Bazroux v. State, 634 S.W.2d 919 (Tex.App.Houston [1st Dist.], 1982, no pet.), involved the situation in which the structure is currently used as a residence, but the occupant is away for an extended period of time. (In this case, the occupant was on a 28-day trip out of the country). The court held that extended absences by occupants do not deprive residences of their habitational character.

In the case of Chandler v. State, 743 S.W.2d 736 (Tex.App.-Corpus Christi 1987, pet. pending), the court held that an unfurnished, unleased apartment could not be a "habitation" even though the apartment had a dishwasher, stove, refrigerator, disposal, lighting fixtures, hot water heater, and water and electric utilities. The court found it "inconceivable” that a reasonable person would find an unfurnished apartment fit for overnight accommodation. Chandler, 743 S.W.2d at 739. As noted above, a concurrence in this case vehemently criticized the Jones approach to the question of "building” versus "habitation."
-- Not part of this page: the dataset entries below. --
PR #290, opened 2022-04-26
Diffuse options

nicholebarry:
In order to reduce aliasing when FFTing the diffuse map, I've added options for anti-aliasing windows before and after the FFT. I also found a small error with reading in Kelvin maps, which I think made it really difficult to compare Jy/str maps with Kelvin maps.

----Bug fix

When calculating the pixel area, the nside of the Healpix map was used instead of the pixel size of the flat, output map. Since the calculation is used to generate an output Jy/pixel map, the pixel area needs to be the output size. This doesn't affect Jy/str maps. This was in `healpix_interpolate.pro` which doesn't seem to be used anywhere else, so I think it's safe to change it there.

----Diffuse options

This gives the user the option to play with a variety of different spectral windows. However, I've found the following to be the best balance between using the majority of the diffuse map whilst reducing systematics. If more of the diffuse map is removed, then the calibration starts to deteriorate. 

Pre-FFT: Tukey window, where the alpha is calculated to align with the primary lobe. This allows the most instrumentally sensitive area of the diffuse map to remain to maximise calibration ability while still having a taper. Specifically, the taper begins at 1% beam level.
Post-FFT: A Blackman-Harris window. This keeps most everything under 50 wavelengths. I've also put in another Tukey option that tapers after 50 wavelengths (for the more conservative types).

### DIFF
--- a/fhd_core/HEALPix/healpix_interpolate.pro
+++ b/fhd_core/HEALPix/healpix_interpolate.pro
@@ -48,7 +48,7 @@ image_mask[Min(Floor(xv_hpx)):Max(Ceil(xv_hpx)),Min(Floor(yv_hpx)):Max(Ceil(yv_h
 
 x_frac=1.-(xv_hpx-Floor(xv_hpx))
 y_frac=1.-(yv_hpx-Floor(yv_hpx))
-IF Keyword_Set(from_kelvin) THEN pixel_area_cnv=convert_kelvin_jansky(1.,nside=nside,freq=obs.freq_center) $
+IF Keyword_Set(from_kelvin) THEN pixel_area_cnv=convert_kelvin_jansky(1.,degpix=obs.degpix,freq=obs.freq_center) $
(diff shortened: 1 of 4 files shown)


fhd_core/HEALPix/healpix_interpolate.pro
```diff
@@ -48,7 +48,7 @@ image_mask[Min(Floor(xv_hpx)):Max(Ceil(xv_hpx)),Min(Floor(yv_hpx)):Max(Ceil(yv_h
 
 x_frac=1.-(xv_hpx-Floor(xv_hpx))
 y_frac=1.-(yv_hpx-Floor(yv_hpx))
-IF Keyword_Set(from_kelvin) THEN pixel_area_cnv=convert_kelvin_jansky(1.,nside=nside,freq=obs.freq_center) $
+IF Keyword_Set(from_kelvin) THEN pixel_area_cnv=convert_kelvin_jansky(1.,degpix=obs.degpix,freq=obs.freq_center) $
```
rlbyrne, line 51: I just tested this change with LWA data and the LWA m-mode map and confirmed this bug fix. This is confusing syntax for this function, though. We may want to change.

rlbyrne (approved):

The muddled distinctions between the holdings in these eight decisions reflect Chief Justice Nye's criticism of the hypertechnical, subjective test of Jones.

This Jones construction has been confusing because it apparently uses two different meanings for the word "adapted” in the same sentence. It has also resulted in the problem of juries making findings of "habitation” under the statutory definition which findings must then be struck down by an appellate court under the different, more restrictive Jones standard.